Work item:
Every entry must be output exactly as it is written.

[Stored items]
>>>>
PR #117, opened 2020-07-21
feature: webview custom dialog

minh-rakuten:
# Description
- Override js dialog event to not show URL.
- The action texts of the native dialog are shown as localized strings.
- Show miniapp display name in dialog title. This made the changes in source code:
Pass `MiniAppInfo` to webview. Remove `miniapp id`.
Save `MiniAppInfo` as json string in local.  Remove `version id` in storage.

## Links
[MINI-1228](https://jira.rakuten-it.com/jira/browse/MINI-1228)

# Checklist

### DIFF
--- a/miniapp/src/main/java/com/rakuten/tech/mobile/miniapp/MiniAppDownloader.kt
+++ b/miniapp/src/main/java/com/rakuten/tech/mobile/miniapp/MiniAppDownloader.kt
@@ -26,6 +26,7 @@ internal class MiniAppDownloader(
             var versionPath = storage.getMiniAppVersionPath(miniAppInfo.id, miniAppInfo.version.versionId)
             if (!miniAppStatus.isVersionDownloaded(miniAppInfo.id, miniAppInfo.version.versionId, versionPath))
                 versionPath = startDownload(miniAppInfo)
+
             storeDownloadedMiniApp(miniAppInfo)
 
             return Pair(versionPath, miniAppInfo)
--- a/miniapp/src/main/java/com/rakuten/tech/mobile/miniapp/MiniAppDownloader.kt
+++ b/miniapp/src/main/java/com/rakuten/tech/mobile/miniapp/MiniAppDownloader.kt
@@ -23,14 +23,8 @@ internal class MiniAppDownloader(
     suspend fun getMiniApp(appId: String): Pair<String, MiniAppInfo> {
         try {
             val miniAppInfo = apiClient.fetchInfo(appId)
-            var versionPath =
-                storage.getMiniAppVersionPath(miniAppInfo.id, miniAppInfo.version.versionId)
-            if (!miniAppStatus.isVersionDownloaded(
-                    miniAppInfo.id,
-                    miniAppInfo.version.versionId,
-                    versionPath
-                )
-            )
+            var versionPath = storage.getMiniAppVersionPath(miniAppInfo.id, miniAppInfo.version.versionId)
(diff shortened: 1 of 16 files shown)


corycaywood:
It's looking good, but I think we should be able to inject the Mini App title into the webview.

I'm thinking that instead of fetching the latest `MiniAppInfo` from within `MiniAppDownloader`, you could instead move this to `RealMiniApp#executingCreate` (using `miniAppInfoFetcher.getInfo(miniAppId)`). And then we can inject the `MiniAppInfo` into the the call to `Displayer#createMiniAppDisplay`. What do you think?

minh-rakuten:
> It's looking good, but I think we should be able to inject the Mini App title into the webview.
> 
> I'm thinking that instead of fetching the latest `MiniAppInfo` from within `MiniAppDownloader`, you could instead move this to `RealMiniApp#executingCreate` (using `miniAppInfoFetcher.getInfo(miniAppId)`). And then we can inject the `MiniAppInfo` into the the call to `Displayer#createMiniAppDisplay`. What do you think?

@corycaywood We can let the `MiniAppDownloader#getMiniApp` return pair of values `Pair<MiniAppPath: String, miniappInfo: MiniAppInfo>` and we can pass that `MiniAppInfo` to `Displayer#createMiniAppDisplay`.

miniapp/src/main/java/com/rakuten/tech/mobile/miniapp/display/WebViewDialog.kt
```diff
@@ -0,0 +1,93 @@
...
+internal fun onShowDialog(
+    context: Context,
+    message: String?,
+    defaultValue: String? = "",
+    result: JsResult?,
+    dialogType: DialogType,
+    miniAppInfo: MiniAppInfo
+): Boolean {
+    val dialogBuilder = AlertDialog.Builder(context)
+    dialogBuilder.setTitle(miniAppInfo.displayName).setMessage(message)
```
corycaywood, line 23:
```suggestion
    val dialogBuilder = AlertDialog.Builder(context)
        .setTitle(miniAppInfo.displayName)
        .setMessage(message)
```

miniapp/src/main/java/com/rakuten/tech/mobile/miniapp/MiniAppDownloader.kt
```diff
@@ -55,20 +60,16 @@ internal class MiniAppDownloader(
...
+        val versionId = miniAppInfo.version.versionId
         val baseSavePath = storage.getMiniAppVersionPath(appId, versionId)
         when {
             isManifestValid(manifest) -> {
                 for (file in manifest.files) {
                     val response = apiClient.downloadFile(file)
                     storage.saveFile(file, baseSavePath, response.byteStream())
                 }
-                miniAppStatus.setVersionDownloaded(appId, versionId, true)
-                miniAppStatus.saveDownloadedVersion(appId, versionId)
```
khairul-alam-licon, line 71: Just curious to know, could we call `storeDownloadedMiniApp(miniAppInfo)` here?

minh-rakuten: There is the reason why I changed the call of this method in `getMiniApp` function.

We cached only `versionId` before and now replace it with `miniAppInfo`. Our SDK checks that there is cache but no `miniAppInfo` saved so we need to update the status of downloaded miniapp even it's already downloaded.

PR #119, opened 2020-07-22
fix: no invalid field warning in settings screen

khairul-alam-licon:
# Description
 A warning should appear while there are invalid inputs like the following cases:
- App host id is not UUID
- empty / blank characters 

For the UI, this PR aims to use `setError(CharSequence error)` from [TextView](https://developer.android.com/reference/android/widget/TextView).

## Links
- [MINI-1271](https://jira.rakuten-it.com/jira/browse/MINI-1271)

## Screenshots
Screen Shot 2020-07-27 at 12 36 45

# Checklist

### DIFF
--- a/testapp/src/main/java/com/rakuten/tech/mobile/testapp/helper/UUIDHelper.kt
+++ b/testapp/src/main/java/com/rakuten/tech/mobile/testapp/helper/UUIDHelper.kt
@@ -9,6 +9,3 @@ fun String.isInvalidUuid(): Boolean = try {
 } catch (e: IllegalArgumentException) {
     true
 }
-
-fun String.includeHyphen(): String =
-    replace("(.{8})(.{4})(.{4})(.{4})(.+)".toRegex(), "$1-$2-$3-$4-$5")
--- a/testapp/src/main/java/com/rakuten/tech/mobile/testapp/helper/UUIDHelper.kt
+++ b/testapp/src/main/java/com/rakuten/tech/mobile/testapp/helper/UUIDHelper.kt
@@ -1,10 +1,14 @@
 package com.rakuten.tech.mobile.testapp.helper
 
+import java.lang.IllegalArgumentException
 import java.util.UUID
 
 fun String.isInvalidUuid(): Boolean = try {
     UUID.fromString(this)
     false
-} catch (e: Exception) {
+} catch (e: IllegalArgumentException) {
     true
 }
+
+fun String.includeHyphen(): String =
+    replace("(.{8})(.{4})(.{4})(.{4})(.+)".toRegex(), "$1-$2-$3-$4-$5")
--- a/testapp/src/main/java/com/rakuten/tech/mobile/testapp/helper/UUIDHelper.kt
+++ b/testapp/src/main/java/com/rakuten/tech/mobile/testapp/helper/UUIDHelper.kt
@@ -1,7 +1,6 @@
 package com.rakuten.tech.mobile.testapp.helper
 
-import java.lang.Exception
-import java.util.*
+import java.util.UUID
 
 fun String.isInvalidUuid(): Boolean = try {
     UUID.fromString(this)
--- a/testapp/src/main/java/com/rakuten/tech/mobile/testapp/ui/settings/SettingsMenuActivity.kt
<<<<
Exercise answer:
PR #117, opened 2020-07-21
feature: webview custom dialog

minh-rakuten:
# Description
- Override js dialog event to not show URL.
- The action texts of the native dialog are shown as localized strings.
- Show miniapp display name in dialog title. This made the changes in source code:
Pass `MiniAppInfo` to webview. Remove `miniapp id`.
Save `MiniAppInfo` as json string in local.  Remove `version id` in storage.

## Links
[MINI-1228](https://jira.rakuten-it.com/jira/browse/MINI-1228)

# Checklist

### DIFF
--- a/miniapp/src/main/java/com/rakuten/tech/mobile/miniapp/MiniAppDownloader.kt
+++ b/miniapp/src/main/java/com/rakuten/tech/mobile/miniapp/MiniAppDownloader.kt
@@ -26,6 +26,7 @@ internal class MiniAppDownloader(
             var versionPath = storage.getMiniAppVersionPath(miniAppInfo.id, miniAppInfo.version.versionId)
             if (!miniAppStatus.isVersionDownloaded(miniAppInfo.id, miniAppInfo.version.versionId, versionPath))
                 versionPath = startDownload(miniAppInfo)
+
             storeDownloadedMiniApp(miniAppInfo)
 
             return Pair(versionPath, miniAppInfo)
--- a/miniapp/src/main/java/com/rakuten/tech/mobile/miniapp/MiniAppDownloader.kt
+++ b/miniapp/src/main/java/com/rakuten/tech/mobile/miniapp/MiniAppDownloader.kt
@@ -23,14 +23,8 @@ internal class MiniAppDownloader(
     suspend fun getMiniApp(appId: String): Pair<String, MiniAppInfo> {
         try {
             val miniAppInfo = apiClient.fetchInfo(appId)
-            var versionPath =
-                storage.getMiniAppVersionPath(miniAppInfo.id, miniAppInfo.version.versionId)
-            if (!miniAppStatus.isVersionDownloaded(
-                    miniAppInfo.id,
-                    miniAppInfo.version.versionId,
-                    versionPath
-                )
-            )
+            var versionPath = storage.getMiniAppVersionPath(miniAppInfo.id, miniAppInfo.version.versionId)
(diff shortened: 1 of 16 files shown)


corycaywood:
It's looking good, but I think we should be able to inject the Mini App title into the webview.

I'm thinking that instead of fetching the latest `MiniAppInfo` from within `MiniAppDownloader`, you could instead move this to `RealMiniApp#executingCreate` (using `miniAppInfoFetcher.getInfo(miniAppId)`). And then we can inject the `MiniAppInfo` into the the call to `Displayer#createMiniAppDisplay`. What do you think?

minh-rakuten:
> It's looking good, but I think we should be able to inject the Mini App title into the webview.
> 
> I'm thinking that instead of fetching the latest `MiniAppInfo` from within `MiniAppDownloader`, you could instead move this to `RealMiniApp#executingCreate` (using `miniAppInfoFetcher.getInfo(miniAppId)`). And then we can inject the `MiniAppInfo` into the the call to `Displayer#createMiniAppDisplay`. What do you think?

@corycaywood We can let the `MiniAppDownloader#getMiniApp` return pair of values `Pair<MiniAppPath: String, miniappInfo: MiniAppInfo>` and we can pass that `MiniAppInfo` to `Displayer#createMiniAppDisplay`.

miniapp/src/main/java/com/rakuten/tech/mobile/miniapp/display/WebViewDialog.kt
```diff
@@ -0,0 +1,93 @@
...
+internal fun onShowDialog(
+    context: Context,
+    message: String?,
+    defaultValue: String? = "",
+    result: JsResult?,
+    dialogType: DialogType,
+    miniAppInfo: MiniAppInfo
+): Boolean {
+    val dialogBuilder = AlertDialog.Builder(context)
+    dialogBuilder.setTitle(miniAppInfo.displayName).setMessage(message)
```
corycaywood, line 23:
```suggestion
    val dialogBuilder = AlertDialog.Builder(context)
        .setTitle(miniAppInfo.displayName)
        .setMessage(message)
```

miniapp/src/main/java/com/rakuten/tech/mobile/miniapp/MiniAppDownloader.kt
```diff
@@ -55,20 +60,16 @@ internal class MiniAppDownloader(
...
+        val versionId = miniAppInfo.version.versionId
         val baseSavePath = storage.getMiniAppVersionPath(appId, versionId)
         when {
             isManifestValid(manifest) -> {
                 for (file in manifest.files) {
                     val response = apiClient.downloadFile(file)
                     storage.saveFile(file, baseSavePath, response.byteStream())
                 }
-                miniAppStatus.setVersionDownloaded(appId, versionId, true)
-                miniAppStatus.saveDownloadedVersion(appId, versionId)
```
khairul-alam-licon, line 71: Just curious to know, could we call `storeDownloadedMiniApp(miniAppInfo)` here?

minh-rakuten: There is the reason why I changed the call of this method in `getMiniApp` function.

We cached only `versionId` before and now replace it with `miniAppInfo`. Our SDK checks that there is cache but no `miniAppInfo` saved so we need to update the status of downloaded miniapp even it's already downloaded.

PR #119, opened 2020-07-22
fix: no invalid field warning in settings screen

khairul-alam-licon:
# Description
 A warning should appear while there are invalid inputs like the following cases:
- App host id is not UUID
- empty / blank characters 

For the UI, this PR aims to use `setError(CharSequence error)` from [TextView](https://developer.android.com/reference/android/widget/TextView).

## Links
- [MINI-1271](https://jira.rakuten-it.com/jira/browse/MINI-1271)

## Screenshots
Screen Shot 2020-07-27 at 12 36 45

# Checklist

### DIFF
--- a/testapp/src/main/java/com/rakuten/tech/mobile/testapp/helper/UUIDHelper.kt
+++ b/testapp/src/main/java/com/rakuten/tech/mobile/testapp/helper/UUIDHelper.kt
@@ -9,6 +9,3 @@ fun String.isInvalidUuid(): Boolean = try {
 } catch (e: IllegalArgumentException) {
     true
 }
-
-fun String.includeHyphen(): String =
-    replace("(.{8})(.{4})(.{4})(.{4})(.+)".toRegex(), "$1-$2-$3-$4-$5")
--- a/testapp/src/main/java/com/rakuten/tech/mobile/testapp/helper/UUIDHelper.kt
+++ b/testapp/src/main/java/com/rakuten/tech/mobile/testapp/helper/UUIDHelper.kt
@@ -1,10 +1,14 @@
 package com.rakuten.tech.mobile.testapp.helper
 
+import java.lang.IllegalArgumentException
 import java.util.UUID
 
 fun String.isInvalidUuid(): Boolean = try {
     UUID.fromString(this)
     false
-} catch (e: Exception) {
+} catch (e: IllegalArgumentException) {
     true
 }
+
+fun String.includeHyphen(): String =
+    replace("(.{8})(.{4})(.{4})(.{4})(.+)".toRegex(), "$1-$2-$3-$4-$5")
--- a/testapp/src/main/java/com/rakuten/tech/mobile/testapp/helper/UUIDHelper.kt
+++ b/testapp/src/main/java/com/rakuten/tech/mobile/testapp/helper/UUIDHelper.kt
@@ -1,7 +1,6 @@
 package com.rakuten.tech.mobile.testapp.helper
 
-import java.lang.Exception
-import java.util.*
+import java.util.UUID
 
 fun String.isInvalidUuid(): Boolean = try {
     UUID.fromString(this)
--- a/testapp/src/main/java/com/rakuten/tech/mobile/testapp/ui/settings/SettingsMenuActivity.kt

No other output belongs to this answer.